Im Mittelpunkt steht die Omni-Anwendung, die sich auf den Retail-Markt für Perpetual Contracts spezialisiert hat. Durch den innovativen OLP (Omni Liquidity Provider)-Pool werden Liquiditäten aus zentralisierten und dezentralisierten Exchanges clever gebündelt, was über 500 Nischen-Assets den Zugang zu echten Handelsmöglichkeiten eröffnet. Besonders in Europa, wo Regulierungen wie MiCA die Szene prägen, fühlt sich diese nahtlose Integration besonders relevant an – sie macht DeFi zugänglicher, ohne Kompromisse bei der Sicherheit einzugehen.

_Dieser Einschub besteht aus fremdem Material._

PR #204, opened 2021-11-17
SLS-1740: Support DATADOG_API_KEY and DATADOG_APP_KEY environment variables for Datadog serverless plugin

IvanTopolcic:
### What does this PR do?

This PR refactors the serverless plugin to use environment variables and deprecates the monitor API and App keys.

### Motivation

This PR is required for Source Code Integration, and is a good quality of life change. Most users are already using `${env:DATADOG_API_KEY}` (or equivalent) in their serverless.yml, and this makes it less confusing when we do enable source code integration.

### Testing Guidelines

I've re-deployed a lambda with the serverless plugin testing for the behavior in various conditions (only DATADOG_API_KEY set, multiple keys set, etc..) and it seems to work fine. Additionally, I've tried to cover most cases in the unit tests.
### Additional Notes

This PR refactors the plugin to remote `monitorsApiKey` and `monitorsAppKey`. Instead, it will pull values from the environment, namely `DATADOG_API_KEY` and `DATADOG_APP_KEY`. It will still accept `monitorsApiKey` and `monitorsAppKey` for for backwards compatibility.

When `DATADOG_API_KEY` is specified, the value will be used and attached to the lambda as `DD_API_KEY`, **unless** they've specified `apiKey` in the config.

Additionally, when `DATADOG_API_KEY` is specified, `DD_API_KEY` will **not** be set if the user specifies an `apiKMSKey`, or `apiKeySecretArn` in the configuration. We need this behavior because users will still need to provide `DATADOG_API_KEY` to do things such as source code integration and monitors, however, might still want to use a KMS key or secret ARN on their lambda. In this case, `DATADOG_API_KEY` will be used to deploy source code integration and monitors, but only `DD_KMS_API_KEY` will be attached to their lambda, and `DD_API_KEY` will not be set.

### Types of changes

- [ ] Bug fix
- [x] New feature
- [ ] Breaking change

### Check all that apply


README.md
```diff
@@ -33,16 +33,13 @@ To further configure your plugin, use the following custom parameters in your `s
...
+| `apiKeySecretArn`           | The ARN of the secret storing the Datadog API key in AWS Secrets Manager. Use this parameter if you're storing your secrets in AWS Secrets Manager, and when `flushMetricsToLogs` is `false` or `addExtension` is `true`. If set, remember to add the `secretsmanager:GetSecretValue` permission to the Lambda execution role.                                                                                                           |
+| `apiKMSKey`                 | Datadog API Key encrypted using KMS. Use this parameter if you're storing your secrets via KMS, and if `flushMetricsToLogs` is `false` or `addExtension` is `true`. Defining `apiKMSKey` will add the Datadog API Key directly to your Lambda functions as an environment variable.                                                                                                                                                      |
```
sarina-dd, line 39:
```suggestion
| `apiKMSKey`                 | Datadog API Key encrypted using KMS. Use this parameter if you're storing your secrets with KMS, and if `flushMetricsToLogs` is `false` or `addExtension` is `true`. Defining `apiKMSKey` will add the Datadog API Key directly to your Lambda functions as an environment variable.                                                                                                                                                      |
```

README.md
```diff
@@ -85,6 +79,8 @@ custom:
 
 **Note**: If you use webpack, Datadog recommends using the prebuilt layers by setting `addLayers` to `true`, which is the default, and add `datadog-lambda-js` and `dd-trace` to the [externals][6] section of your webpack config.
 
+**Note**: Many of the above configuration values require setting `DATADOG_API_KEY` in your environment. If you store these values in AWS Secrets Manager or AWS KMS, please refer to the above options `apiKeySecretArn` and `apiKMSKey` to pull your Datadog API key from the correct location.
```
sarina-dd, line 82:
```suggestion
**Note**: Many of the above configuration values require setting `DATADOG_API_KEY` in your environment. If you store these values in AWS Secrets Manager or AWS KMS, refer to the above options `apiKeySecretArn` and `apiKMSKey` to pull your Datadog API key from the correct location.
```

README.md
```diff
@@ -222,14 +214,12 @@ Removing the serverless monitor ID and its parameters will delete the monitor.
 
 #### To Enable and Configure a Custom Monitor
 
-To define a custom monitor, you must define a unique serverless monitor ID string in addition to passing in the API key and Application key. The `query` parameter is required but every other parameter is optional. Define a unique serverless monitor ID string and specify the necessary parameters below. For further documentation on monitor parameters, see the [Datadog Monitors API](https://docs.datadoghq.com/api/latest/monitors/#create-a-monitor).
+To define a custom monitor, you must define a unique serverless monitor ID string in addition to passing in the API key and Application key via `DATADOG_API_KEY` and `DATADOG_APP_KEY` in your environment. The `query` parameter is required but every other parameter is optional. Define a unique serverless monitor ID string and specify the necessary parameters below. For further documentation on monitor parameters, see the [Datadog Monitors API](https://docs.datadoghq.com/api/latest/monitors/#create-a-monitor).
```
sarina-dd, line 217:
```suggestion
To define a custom monitor, you must define a unique serverless monitor ID string in addition to passing in the API key and Application key, `DATADOG_API_KEY` and `DATADOG_APP_KEY`, in your environment. The `query` parameter is required but every other parameter is optional. Define a unique serverless monitor ID string and specify the necessary parameters below. For further documentation on monitor parameters, see the [Datadog Monitors API](https://docs.datadoghq.com/api/latest/monitors/#create-a-monitor).
```

sarina-dd (approved):
Docs LGTM 👍

README.md
```diff
@@ -33,16 +33,13 @@ To further configure your plugin, use the following custom parameters in your `s
...
 | `site`                      | Set which Datadog site to send data, this is only used when `flushMetricsToLogs` is `false` or `addExtension` is `true`. Possible values are `datadoghq.com`, `datadoghq.eu`, `us3.datadoghq.com`, `us5.datadoghq.com`, and `ddog-gov.com`. The default is `datadoghq.com`.                                                                                                                                                              |
-| `apiKey`                    | Datadog API Key, only needed when `flushMetricsToLogs` is `false` or `addExtension` is `true`. Defining `apiKey` will add the Datadog API key directly to your Lambda functions as an environment variable. For more information about getting a Datadog API key, see the [API key documentation][3].                                                                                                                                    |
```
DarcyRaynerDD, line 38: Like we talked about in person, I think it's a bad idea to delete these keys. People often write their serverless.yaml files to reference secrets using different mechanisms, (eg, it's possible to read values from KMS, or as a command line argument), and need to be able to set the apiKey/appKey as a property inside the template, not just as an environment variable. We should warn people not to commit the keys in plaintext if they do use these field.

duncanista:
I think it would be idea to add in the docs an Environment Variables configuration section, just like in [datadog-ci](https://github.com/DataDog/datadog-ci/tree/master/src/commands/lambda#configuration). What do you think about this?

README.md
duncanista: I agree with not deleting the keys from the docs. We could add a warning/deprecated message just like Darcy suggested. Maybe in the note?

src/index.ts
```diff
@@ -258,13 +264,24 @@ function validateConfiguration(config: Configuration) {
...
   }
   if (config.monitors) {
-    if (config.monitorsApiKey === undefined || config.monitorsAppKey === undefined) {
-      throw new Error("When `monitors` is defined, `monitorsApiKey` and `monitorsAppKey` must also be defined");
+    if (
+      (process.env.DATADOG_API_KEY === undefined || process.env.DATADOG_APP_KEY === undefined) &&
+      // Support deprecated monitorsApiKey and monitorsAppKey
+      (config.monitorsApiKey === undefined || config.monitorsAppKey === undefined)
+    ) {
+      throw new Error("When `monitors` is enabled, `DATADOG_API_KEY` and `DATADOG_APP_KEY` must be set.");
```
duncanista, line 284: What about adding ```... and `DATADOG_APP_KEY` environment variables must be set.```

README.md
IvanTopolcic: Yep, on it!

src/index.ts
IvanTopolcic: Good idea, doing this now!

Was Variational wirklich auszeichnet, ist sein revolutionäres „Zero-Fee“-Modell. Keine Gebühren für Orders oder Ausführungen – stattdessen verdient das Protokoll durch smarte Peer-to-Peer-Spreads und Liquiditätsprämien. Das senkt die Hürden für High-Frequency-Trader enorm und democratisiert den Derivate-Markt auf eine Weise, die für ambitionierte Trader in Deutschland und darüber hinaus ein Game-Changer ist.
Das Team
Variational wurde von Absolventen der Columbia University mit erstklassigem Background in Quantitativer Finanz gegründet – ein Duo, das Expertise und Vision vereint.
Lucas V. Schuermann (CEO) und Edward Yu (Mitgründer) haben zuvor Qu Capital ins Leben gerufen, eine Quant-Firma, die später von Genesis Trading übernommen wurde. In ihren Rollen bei Genesis leiteten sie die Kerntechnologie und quantitative Strategien, was ihnen ein tiefes Verständnis für skalierbare Systeme vermittelte.
Das Engineering-Team ist eine Elite-Runde: Die Kernmitglieder bringen durchschnittlich über 10 Jahre Erfahrung in verteilten Systemen mit, darunter Quantenforscher und Ingenieure von Giganten wie Goldman Sachs, Google, Meta und Tether. Diese Mischung aus Tradition und Innovation sorgt dafür, dass Variational robust und zukunftsweisend bleibt.
Finanzierung
Bisher hat das Projekt 11,8 Millionen US-Dollar eingesammelt und erhält Unterstützung von den führenden VCs der Krypto-Welt – ein klares Signal für sein Potenzial.
Die Seed-Runde mit 10,3 Millionen Dollar wurde von Bain Capital Crypto und Peak XV Partners (ehemals Sequoia India) angeführt, mit Beteiligung von Coinbase Ventures, Dragonfly Capital und Hack VC. Diese Investoren bringen nicht nur Kapital, sondern auch Netzwerke, die in der Derivate-Branche Gold wert sind.
In der strategischen Runde flossen 1,5 Millionen Dollar von Mirana Ventures, Caladan, Zoku Ventures und Brevan Howard zu. Die Backer-Spanne – von Top-Exchanges über traditionelle Quant-Fonds bis zu Silicon-Valley-VCs – gibt Variational den Rückenwind für Marktführerschaft und globale Expansion, was besonders in einem regulierten Umfeld wie der EU von Vorteil ist.